This strategy affords many opportunities for involvement of interested and affected parties in standards development and adoption:
- Participate with standards development organizations.
- Provide written input to the NCVHS.
- Provide written input to the Secretary of HHS.
- Provide testimony at NCVHS’ public meetings.
- Comment on the proposed rules for each of the proposed standards.
- Invite HHS staff to meetings with public and private sector organizations or meet directly with senior HHS staff involved in the implementation process.
The implementation teams charged with reviewing standards for designation as required national standards under the statute have defined, with significant input from the health care industry, a set of principles for guiding choices for the standards to be adopted by the Secretary. These principles are based on direct specifications in HIPAA and the purpose of the law, principles that are consistent with the regulatory philosophy set forth in Executive Order 12866 and the Paperwork Reduction Act of 1995. To be designated as a HIPAA standard, each standard should:
- Improve the efficiency and effectiveness of the health care system by leading to cost reductions for or improvements in benefits from electronic health care transactions.
- Meet the needs of the health data standards user community, particularly health care providers, health plans, and health care clearinghouses.
- Be consistent and uniform with the other HIPAA standards --their data element definitions and codes and their privacy and security requirements--and, secondarily, with other private and public sector health data standards.
- Have low additional development and implementation costs relative to the benefits of using the standard.
- Be supported by an ANSI-accredited standards developing organization or other private or public organization that will ensure continuity and efficient updating of the standard over time.
- Have timely development, testing, implementation, and updating procedures to achieve administrative simplification benefits faster.

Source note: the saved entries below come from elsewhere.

PR #242, opened 2022-09-19
Media: support song detection on macOS

CarterLi:
Will do player tomorrow if I have time

### DIFF
--- a/CMakeLists.txt
+++ b/CMakeLists.txt
@@ -189,7 +189,6 @@ set(LIBFASTFETCH_SRC
     src/detection/gtk.c
     src/detection/terminalShell.c
     src/detection/vulkan.c
-    src/detection/media.c
     src/detection/datetime.c
     src/detection/temps.c
     src/detection/title.c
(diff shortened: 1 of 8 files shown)


LinusDierheimer:
I can't test it, but code wise it seems fine. Thanks a lot!

LinusDierheimer:
I noticed that you used objective c, but i don't see anything that requires the use of it. Why not stay in c?

And is the media remote framework guaranteed to exist on MacOS? If yes we can just link against it.

CarterLi:
> I noticed that you used objective c, but i don't see anything that requires the use of it. Why not stay in c?

using of `<CoreFoundation/CoreFoundation.h>` requires obj-c ( which is a obj-c header file )

Also notice the usage of `^` block syntax ( may also be provided as a C extension )

> 
> And is the media remote framework guaranteed to exist on MacOS?

Yes.

> If yes we can just link against it.

No. `/System/Library/PrivateFrameworks/MediaRemote.framework/MediaRemote` is a private framework, which cannot be directly linked against. `MediaRemote.framework` isn't in the framework search path, `-framework /System/Library/PrivateFrameworks/MediaRemote.framework` doesn't work and `MediaRemote.framework` provides no header files.

LinusDierheimer:
Then i am completely fine with the current state.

- Be technologically independent of the computer platforms and transmission protocols used in electronic transactions, except when they are explicitly part of the standard.
- Be precise and unambiguous, but as simple as possible.
- Keep data collection and paperwork burdens on users as low as is feasible.
- Incorporate flexibility to adapt more easily to changes in the health care infrastructure (such as new services, organizations, and provider types) and information technology.
A master data dictionary providing for common data definitions across the standards selected for implementation under HIPAA will be developed and maintained. We intend for the data element definitions to be precise, unambiguous, and consistently applied. The transaction-specific reports and general reports from the master data dictionary will be readily available to the public. At a minimum, the information presented will include data element names, definitions, and appropriate references to the transactions where they are used.
This proposed rule would establish the standard health care provider identifier and is the first proposed standard under HIPAA. The remaining standards will be grouped, to the extent possible, by subject matter and audience in future regulations. We anticipate publishing several more separate documents to promulgate the remaining standards required under HIPAA.